## EXERCISE DIRECTIONS
From the listing below, copy only the lines from the line that contains "PR #6085, opened 2024-04-12" to the line that contains "LGTM thanks!", counting those two lines as part of the copy.

## EXERCISE INPUT
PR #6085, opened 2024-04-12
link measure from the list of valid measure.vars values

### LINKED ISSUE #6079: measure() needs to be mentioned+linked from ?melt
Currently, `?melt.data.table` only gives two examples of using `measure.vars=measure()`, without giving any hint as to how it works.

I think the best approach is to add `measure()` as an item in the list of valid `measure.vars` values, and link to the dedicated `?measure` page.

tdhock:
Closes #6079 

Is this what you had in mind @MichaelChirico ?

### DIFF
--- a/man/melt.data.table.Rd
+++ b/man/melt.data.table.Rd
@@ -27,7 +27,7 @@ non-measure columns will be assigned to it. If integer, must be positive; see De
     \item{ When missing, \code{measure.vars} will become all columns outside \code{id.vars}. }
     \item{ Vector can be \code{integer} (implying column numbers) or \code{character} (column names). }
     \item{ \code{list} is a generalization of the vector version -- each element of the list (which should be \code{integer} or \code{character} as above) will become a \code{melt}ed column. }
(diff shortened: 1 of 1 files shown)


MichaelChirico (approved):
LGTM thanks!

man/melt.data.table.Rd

* * *

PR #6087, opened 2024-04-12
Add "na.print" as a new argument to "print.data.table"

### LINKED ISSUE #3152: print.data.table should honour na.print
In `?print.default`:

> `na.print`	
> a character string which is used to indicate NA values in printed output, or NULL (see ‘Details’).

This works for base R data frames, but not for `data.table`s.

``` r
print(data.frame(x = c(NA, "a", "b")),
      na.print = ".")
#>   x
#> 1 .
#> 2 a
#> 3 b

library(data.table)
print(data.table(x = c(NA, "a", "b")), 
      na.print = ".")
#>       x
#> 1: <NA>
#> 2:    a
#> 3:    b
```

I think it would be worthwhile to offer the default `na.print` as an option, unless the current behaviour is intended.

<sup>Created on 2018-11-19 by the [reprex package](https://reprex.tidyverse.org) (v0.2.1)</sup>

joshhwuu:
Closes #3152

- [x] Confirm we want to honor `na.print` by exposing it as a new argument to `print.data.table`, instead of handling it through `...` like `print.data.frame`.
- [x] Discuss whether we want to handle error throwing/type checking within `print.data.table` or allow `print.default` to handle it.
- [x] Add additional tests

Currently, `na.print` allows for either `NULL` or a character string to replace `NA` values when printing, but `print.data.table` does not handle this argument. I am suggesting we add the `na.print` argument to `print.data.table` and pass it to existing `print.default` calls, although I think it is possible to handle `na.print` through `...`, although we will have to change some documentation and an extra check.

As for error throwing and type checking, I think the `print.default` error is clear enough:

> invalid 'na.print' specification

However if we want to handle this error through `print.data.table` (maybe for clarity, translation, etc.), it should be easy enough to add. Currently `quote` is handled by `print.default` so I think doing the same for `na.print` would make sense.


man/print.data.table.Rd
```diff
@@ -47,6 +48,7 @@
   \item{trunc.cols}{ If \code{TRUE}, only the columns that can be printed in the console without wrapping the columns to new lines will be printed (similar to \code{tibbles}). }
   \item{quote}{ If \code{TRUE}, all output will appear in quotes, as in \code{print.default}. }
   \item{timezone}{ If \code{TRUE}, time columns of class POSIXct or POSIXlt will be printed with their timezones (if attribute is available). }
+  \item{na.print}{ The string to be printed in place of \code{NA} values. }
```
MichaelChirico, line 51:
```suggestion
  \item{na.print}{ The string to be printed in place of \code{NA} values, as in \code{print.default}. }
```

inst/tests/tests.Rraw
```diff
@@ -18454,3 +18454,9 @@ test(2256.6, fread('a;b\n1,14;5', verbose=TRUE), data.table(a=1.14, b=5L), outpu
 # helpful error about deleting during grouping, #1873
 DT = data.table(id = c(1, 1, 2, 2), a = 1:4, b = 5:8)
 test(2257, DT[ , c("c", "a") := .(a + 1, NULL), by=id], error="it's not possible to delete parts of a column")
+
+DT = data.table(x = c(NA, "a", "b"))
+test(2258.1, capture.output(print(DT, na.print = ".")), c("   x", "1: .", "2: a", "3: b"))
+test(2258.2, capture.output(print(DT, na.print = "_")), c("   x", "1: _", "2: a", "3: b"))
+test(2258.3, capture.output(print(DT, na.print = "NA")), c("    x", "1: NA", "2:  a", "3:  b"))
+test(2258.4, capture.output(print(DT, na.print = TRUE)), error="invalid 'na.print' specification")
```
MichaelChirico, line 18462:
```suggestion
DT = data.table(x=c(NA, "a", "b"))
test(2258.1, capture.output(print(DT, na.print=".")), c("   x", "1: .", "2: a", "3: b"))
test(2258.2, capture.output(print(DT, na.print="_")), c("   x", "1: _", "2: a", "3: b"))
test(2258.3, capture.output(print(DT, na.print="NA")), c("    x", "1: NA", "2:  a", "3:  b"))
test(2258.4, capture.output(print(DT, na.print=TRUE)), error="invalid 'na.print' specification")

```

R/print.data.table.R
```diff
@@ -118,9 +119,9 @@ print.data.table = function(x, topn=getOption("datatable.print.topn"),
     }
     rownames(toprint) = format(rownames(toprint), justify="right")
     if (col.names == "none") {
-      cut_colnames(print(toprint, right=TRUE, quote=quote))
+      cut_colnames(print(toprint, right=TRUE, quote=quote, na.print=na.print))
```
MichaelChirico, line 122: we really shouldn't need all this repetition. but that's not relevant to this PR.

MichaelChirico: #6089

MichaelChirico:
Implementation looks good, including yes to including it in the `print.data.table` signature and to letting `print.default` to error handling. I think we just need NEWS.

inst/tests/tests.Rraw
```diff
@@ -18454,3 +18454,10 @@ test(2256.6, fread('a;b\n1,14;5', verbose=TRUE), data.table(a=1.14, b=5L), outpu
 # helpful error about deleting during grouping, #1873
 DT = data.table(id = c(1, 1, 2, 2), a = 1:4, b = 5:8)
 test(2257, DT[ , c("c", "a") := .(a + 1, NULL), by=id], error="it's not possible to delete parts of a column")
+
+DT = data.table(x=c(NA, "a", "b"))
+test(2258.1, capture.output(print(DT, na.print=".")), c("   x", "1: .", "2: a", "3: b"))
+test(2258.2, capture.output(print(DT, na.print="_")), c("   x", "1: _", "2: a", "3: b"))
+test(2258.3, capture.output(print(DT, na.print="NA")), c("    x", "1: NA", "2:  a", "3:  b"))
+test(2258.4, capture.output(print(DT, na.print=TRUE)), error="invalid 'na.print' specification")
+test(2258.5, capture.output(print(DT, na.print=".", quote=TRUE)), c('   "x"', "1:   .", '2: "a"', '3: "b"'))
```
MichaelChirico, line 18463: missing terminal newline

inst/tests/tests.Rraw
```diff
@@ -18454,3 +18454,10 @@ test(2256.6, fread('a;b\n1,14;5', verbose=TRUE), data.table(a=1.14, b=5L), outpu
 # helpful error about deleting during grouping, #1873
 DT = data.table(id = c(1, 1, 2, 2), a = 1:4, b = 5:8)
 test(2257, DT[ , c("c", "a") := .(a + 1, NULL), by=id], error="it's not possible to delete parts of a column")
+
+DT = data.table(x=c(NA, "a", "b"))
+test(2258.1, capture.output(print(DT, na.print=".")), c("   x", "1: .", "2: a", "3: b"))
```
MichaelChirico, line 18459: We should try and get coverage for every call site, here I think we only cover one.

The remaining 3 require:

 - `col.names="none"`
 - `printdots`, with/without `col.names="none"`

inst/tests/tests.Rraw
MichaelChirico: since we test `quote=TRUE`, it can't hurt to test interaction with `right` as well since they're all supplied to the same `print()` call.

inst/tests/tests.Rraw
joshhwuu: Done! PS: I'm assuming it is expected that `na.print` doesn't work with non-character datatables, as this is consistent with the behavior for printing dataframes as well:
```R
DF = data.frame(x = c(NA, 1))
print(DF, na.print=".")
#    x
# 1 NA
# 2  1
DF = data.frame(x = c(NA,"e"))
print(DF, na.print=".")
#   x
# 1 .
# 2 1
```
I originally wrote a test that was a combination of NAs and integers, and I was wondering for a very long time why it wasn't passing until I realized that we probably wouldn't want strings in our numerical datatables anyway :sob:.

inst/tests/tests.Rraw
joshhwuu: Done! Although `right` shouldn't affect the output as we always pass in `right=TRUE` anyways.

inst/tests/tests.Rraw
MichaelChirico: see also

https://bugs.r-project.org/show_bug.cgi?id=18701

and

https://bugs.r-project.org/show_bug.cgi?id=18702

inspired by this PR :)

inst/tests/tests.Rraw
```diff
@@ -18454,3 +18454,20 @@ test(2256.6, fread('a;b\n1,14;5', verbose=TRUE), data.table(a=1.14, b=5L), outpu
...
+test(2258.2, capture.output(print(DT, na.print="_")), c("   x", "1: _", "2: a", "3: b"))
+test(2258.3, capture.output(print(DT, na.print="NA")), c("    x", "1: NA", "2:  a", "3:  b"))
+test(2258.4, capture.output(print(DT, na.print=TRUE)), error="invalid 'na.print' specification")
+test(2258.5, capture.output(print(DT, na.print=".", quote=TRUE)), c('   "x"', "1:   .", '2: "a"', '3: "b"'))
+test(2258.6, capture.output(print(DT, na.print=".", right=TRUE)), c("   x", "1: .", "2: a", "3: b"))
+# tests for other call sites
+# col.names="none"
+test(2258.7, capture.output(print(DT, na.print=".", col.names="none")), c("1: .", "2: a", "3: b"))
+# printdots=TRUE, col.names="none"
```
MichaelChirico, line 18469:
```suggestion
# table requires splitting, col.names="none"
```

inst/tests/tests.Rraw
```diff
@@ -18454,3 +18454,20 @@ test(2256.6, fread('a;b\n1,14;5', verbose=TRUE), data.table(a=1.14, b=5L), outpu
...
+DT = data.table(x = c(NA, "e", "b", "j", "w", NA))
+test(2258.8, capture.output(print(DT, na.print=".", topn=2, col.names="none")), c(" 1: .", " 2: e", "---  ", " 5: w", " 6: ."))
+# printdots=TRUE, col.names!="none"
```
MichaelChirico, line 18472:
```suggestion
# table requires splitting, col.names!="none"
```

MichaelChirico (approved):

## EXERCISE ANSWER
PR #6085, opened 2024-04-12
link measure from the list of valid measure.vars values

### LINKED ISSUE #6079: measure() needs to be mentioned+linked from ?melt
Currently, `?melt.data.table` only gives two examples of using `measure.vars=measure()`, without giving any hint as to how it works.

I think the best approach is to add `measure()` as an item in the list of valid `measure.vars` values, and link to the dedicated `?measure` page.

tdhock:
Closes #6079 

Is this what you had in mind @MichaelChirico ?

### DIFF
--- a/man/melt.data.table.Rd
+++ b/man/melt.data.table.Rd
@@ -27,7 +27,7 @@ non-measure columns will be assigned to it. If integer, must be positive; see De
     \item{ When missing, \code{measure.vars} will become all columns outside \code{id.vars}. }
     \item{ Vector can be \code{integer} (implying column numbers) or \code{character} (column names). }
     \item{ \code{list} is a generalization of the vector version -- each element of the list (which should be \code{integer} or \code{character} as above) will become a \code{melt}ed column. }
(diff shortened: 1 of 1 files shown)


MichaelChirico (approved):
LGTM thanks!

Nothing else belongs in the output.